▸ **Work required**: Which of the lines in the data mention the string "guard"? List them all.

▸ **Records for processing**:
***
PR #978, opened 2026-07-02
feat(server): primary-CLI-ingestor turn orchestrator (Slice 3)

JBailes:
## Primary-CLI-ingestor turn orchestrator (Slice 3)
***
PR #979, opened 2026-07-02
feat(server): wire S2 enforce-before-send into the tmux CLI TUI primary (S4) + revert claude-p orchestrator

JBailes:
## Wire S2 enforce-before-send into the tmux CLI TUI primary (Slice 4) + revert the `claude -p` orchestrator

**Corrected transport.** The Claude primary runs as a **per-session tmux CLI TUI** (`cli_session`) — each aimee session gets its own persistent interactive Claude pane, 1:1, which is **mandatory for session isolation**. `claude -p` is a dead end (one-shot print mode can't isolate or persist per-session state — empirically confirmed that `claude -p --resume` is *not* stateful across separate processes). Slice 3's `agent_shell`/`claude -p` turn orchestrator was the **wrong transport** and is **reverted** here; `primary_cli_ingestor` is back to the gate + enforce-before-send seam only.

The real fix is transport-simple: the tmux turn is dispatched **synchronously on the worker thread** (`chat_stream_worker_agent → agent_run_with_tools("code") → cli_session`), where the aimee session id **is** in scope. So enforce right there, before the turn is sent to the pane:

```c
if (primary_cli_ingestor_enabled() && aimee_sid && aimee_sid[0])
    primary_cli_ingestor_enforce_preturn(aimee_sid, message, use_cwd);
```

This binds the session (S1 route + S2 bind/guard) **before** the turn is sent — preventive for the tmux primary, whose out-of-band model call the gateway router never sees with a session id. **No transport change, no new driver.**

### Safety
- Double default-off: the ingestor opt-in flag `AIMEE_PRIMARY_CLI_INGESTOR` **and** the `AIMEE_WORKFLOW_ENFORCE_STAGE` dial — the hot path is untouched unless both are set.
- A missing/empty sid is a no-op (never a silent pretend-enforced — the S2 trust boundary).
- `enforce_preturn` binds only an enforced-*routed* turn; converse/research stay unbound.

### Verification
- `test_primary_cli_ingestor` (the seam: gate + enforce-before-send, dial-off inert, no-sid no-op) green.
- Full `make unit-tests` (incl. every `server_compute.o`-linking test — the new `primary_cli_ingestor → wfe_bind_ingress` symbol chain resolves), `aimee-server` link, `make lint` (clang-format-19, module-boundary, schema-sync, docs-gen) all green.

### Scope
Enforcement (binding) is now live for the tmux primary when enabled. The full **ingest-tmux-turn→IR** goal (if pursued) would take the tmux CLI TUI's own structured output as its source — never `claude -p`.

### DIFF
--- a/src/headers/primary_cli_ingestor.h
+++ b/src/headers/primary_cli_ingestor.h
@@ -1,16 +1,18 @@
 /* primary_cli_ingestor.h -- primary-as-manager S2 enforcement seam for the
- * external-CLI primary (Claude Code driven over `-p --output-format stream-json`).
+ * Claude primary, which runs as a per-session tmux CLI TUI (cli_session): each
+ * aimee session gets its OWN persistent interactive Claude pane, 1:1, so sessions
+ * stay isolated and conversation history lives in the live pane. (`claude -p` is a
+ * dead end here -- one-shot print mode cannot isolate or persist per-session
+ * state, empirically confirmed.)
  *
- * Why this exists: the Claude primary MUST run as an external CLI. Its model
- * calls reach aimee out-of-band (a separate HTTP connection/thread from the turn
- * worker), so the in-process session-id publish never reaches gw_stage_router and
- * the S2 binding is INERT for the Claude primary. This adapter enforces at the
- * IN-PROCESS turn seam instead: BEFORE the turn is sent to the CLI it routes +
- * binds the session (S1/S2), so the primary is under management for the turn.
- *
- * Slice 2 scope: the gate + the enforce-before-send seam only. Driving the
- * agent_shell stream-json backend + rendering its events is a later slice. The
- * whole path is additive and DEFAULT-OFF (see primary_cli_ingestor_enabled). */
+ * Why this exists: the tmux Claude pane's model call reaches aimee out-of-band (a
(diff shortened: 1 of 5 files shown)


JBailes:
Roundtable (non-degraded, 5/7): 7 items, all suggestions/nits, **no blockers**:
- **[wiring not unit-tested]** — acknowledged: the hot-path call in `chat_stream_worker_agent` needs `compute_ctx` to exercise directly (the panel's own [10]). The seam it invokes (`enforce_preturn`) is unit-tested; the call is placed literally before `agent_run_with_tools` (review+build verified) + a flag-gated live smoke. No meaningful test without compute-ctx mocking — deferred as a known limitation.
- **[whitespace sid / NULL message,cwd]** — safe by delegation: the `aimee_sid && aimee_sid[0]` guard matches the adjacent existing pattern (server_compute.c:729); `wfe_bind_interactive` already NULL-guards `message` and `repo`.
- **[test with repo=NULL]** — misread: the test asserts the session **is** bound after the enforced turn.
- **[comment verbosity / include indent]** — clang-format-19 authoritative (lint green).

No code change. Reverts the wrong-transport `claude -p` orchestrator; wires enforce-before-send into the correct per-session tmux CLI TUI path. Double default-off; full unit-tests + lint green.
***
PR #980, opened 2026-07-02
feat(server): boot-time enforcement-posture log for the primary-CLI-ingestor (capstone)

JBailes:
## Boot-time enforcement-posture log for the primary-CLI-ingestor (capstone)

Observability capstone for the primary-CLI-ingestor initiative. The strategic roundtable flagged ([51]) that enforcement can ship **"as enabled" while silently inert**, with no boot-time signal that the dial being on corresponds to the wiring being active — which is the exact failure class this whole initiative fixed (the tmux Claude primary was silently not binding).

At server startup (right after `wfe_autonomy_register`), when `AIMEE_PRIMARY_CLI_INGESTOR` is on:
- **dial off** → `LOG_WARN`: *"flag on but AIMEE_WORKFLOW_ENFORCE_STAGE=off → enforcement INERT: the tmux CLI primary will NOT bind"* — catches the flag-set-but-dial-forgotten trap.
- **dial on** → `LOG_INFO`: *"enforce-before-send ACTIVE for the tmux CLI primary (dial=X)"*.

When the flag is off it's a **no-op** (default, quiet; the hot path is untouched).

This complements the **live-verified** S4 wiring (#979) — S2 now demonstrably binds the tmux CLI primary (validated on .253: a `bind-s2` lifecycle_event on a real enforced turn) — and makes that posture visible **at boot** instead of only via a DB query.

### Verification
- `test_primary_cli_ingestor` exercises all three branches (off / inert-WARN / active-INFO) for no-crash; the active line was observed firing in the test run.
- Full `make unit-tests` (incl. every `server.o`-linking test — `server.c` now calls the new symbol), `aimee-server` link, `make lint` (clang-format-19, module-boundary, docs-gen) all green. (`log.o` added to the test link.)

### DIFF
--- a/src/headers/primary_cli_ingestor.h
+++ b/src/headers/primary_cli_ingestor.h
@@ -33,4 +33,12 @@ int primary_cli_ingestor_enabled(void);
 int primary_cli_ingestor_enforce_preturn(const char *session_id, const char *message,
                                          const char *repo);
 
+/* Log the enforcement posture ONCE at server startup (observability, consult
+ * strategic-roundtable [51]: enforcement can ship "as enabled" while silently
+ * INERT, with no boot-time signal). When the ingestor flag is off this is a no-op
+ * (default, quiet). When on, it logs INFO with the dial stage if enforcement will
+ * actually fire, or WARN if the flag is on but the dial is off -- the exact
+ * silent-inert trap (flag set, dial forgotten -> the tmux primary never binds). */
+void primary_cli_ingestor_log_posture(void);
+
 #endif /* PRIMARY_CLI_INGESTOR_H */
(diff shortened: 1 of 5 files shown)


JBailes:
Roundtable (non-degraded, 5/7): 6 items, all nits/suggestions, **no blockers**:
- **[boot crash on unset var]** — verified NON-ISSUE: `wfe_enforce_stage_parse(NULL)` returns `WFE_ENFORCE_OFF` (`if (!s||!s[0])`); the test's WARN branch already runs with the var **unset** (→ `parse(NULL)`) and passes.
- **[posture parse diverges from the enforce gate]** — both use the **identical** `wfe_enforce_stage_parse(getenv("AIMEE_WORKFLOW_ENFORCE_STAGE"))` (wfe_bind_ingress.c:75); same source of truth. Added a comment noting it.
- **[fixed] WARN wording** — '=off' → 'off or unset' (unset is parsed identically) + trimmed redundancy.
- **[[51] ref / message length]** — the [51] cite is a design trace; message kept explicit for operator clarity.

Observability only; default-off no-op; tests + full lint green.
***
▸ **Result for this task**:
This binds the session (S1 route + S2 bind/guard) **before** the turn is sent — preventive for the tmux primary, whose out-of-band model call the gateway router never sees with a session id. **No transport change, no new driver.**
- **[whitespace sid / NULL message,cwd]** — safe by delegation: the `aimee_sid && aimee_sid[0]` guard matches the adjacent existing pattern (server_compute.c:729); `wfe_bind_interactive` already NULL-guards `message` and `repo`.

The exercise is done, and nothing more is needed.